Exercise description: Reproduce exactly the line with "(todays_date.getMonth() + 1), todays_date.getDate()].join('-')" and all the lines beneath it, stopping only at the end of the material.

Exercise data:
PR #560, opened 2018-06-20
[IMPAC-905] Resolved bug with filtering past due invoices in invoices…

abdullahshafiq63:
… list widget

### DIFF
--- a/src/components/widgets-layouts/custom/accounts-invoices-list/accounts-invoices-list.directive.coffee
+++ b/src/components/widgets-layouts/custom/accounts-invoices-list/accounts-invoices-list.directive.coffee
@@ -68,8 +68,12 @@ module.controller('WidgetAccountsInvoicesListCtrl', ($scope, $q, ImpacRoutes, Bo
   $scope.trxList.changeOverdueFilter = (overdueFilter) ->
     return if overdueFilter == $scope.trxList.overdue
     $scope.trxList.overdue = overdueFilter
+    todays_date = new Date()
+    formated_date = [todays_date.getFullYear(), (todays_date.getMonth() + 1), todays_date.getDate()].join('-')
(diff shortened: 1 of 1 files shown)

Solution:
+    formated_date = [todays_date.getFullYear(), (todays_date.getMonth() + 1), todays_date.getDate()].join('-')
(diff shortened: 1 of 1 files shown)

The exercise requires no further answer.